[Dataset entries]
::::::

PR #883, opened 2021-09-27
Remove padding and max-height from fullscreen modal.

justin-prince:


src/css/components/Modal.scss
```diff
@@ -34,12 +34,19 @@
 
   .Modal-content {
     position: relative;
-    width: auto;
-    top: auto;
-    left: auto;
-    border-radius: none;
+    width: 100vw;
+    height: 100vh;
+    max-height: none;
```
BillyFigueroa, line 39: Might this bring the same issue as `border-radius`? maybe use `0` instead?

BillyFigueroa (approved):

::::::

EXERCISE INSTRUCTIONS: Could you restate every record above word for word?

EXERCISE RESULT:
PR #883, opened 2021-09-27
Remove padding and max-height from fullscreen modal.

justin-prince:


src/css/components/Modal.scss
```diff
@@ -34,12 +34,19 @@
 
   .Modal-content {
     position: relative;
-    width: auto;
-    top: auto;
-    left: auto;
-    border-radius: none;
+    width: 100vw;
+    height: 100vh;
+    max-height: none;
```
BillyFigueroa, line 39: Might this bring the same issue as `border-radius`? maybe use `0` instead?

BillyFigueroa (approved):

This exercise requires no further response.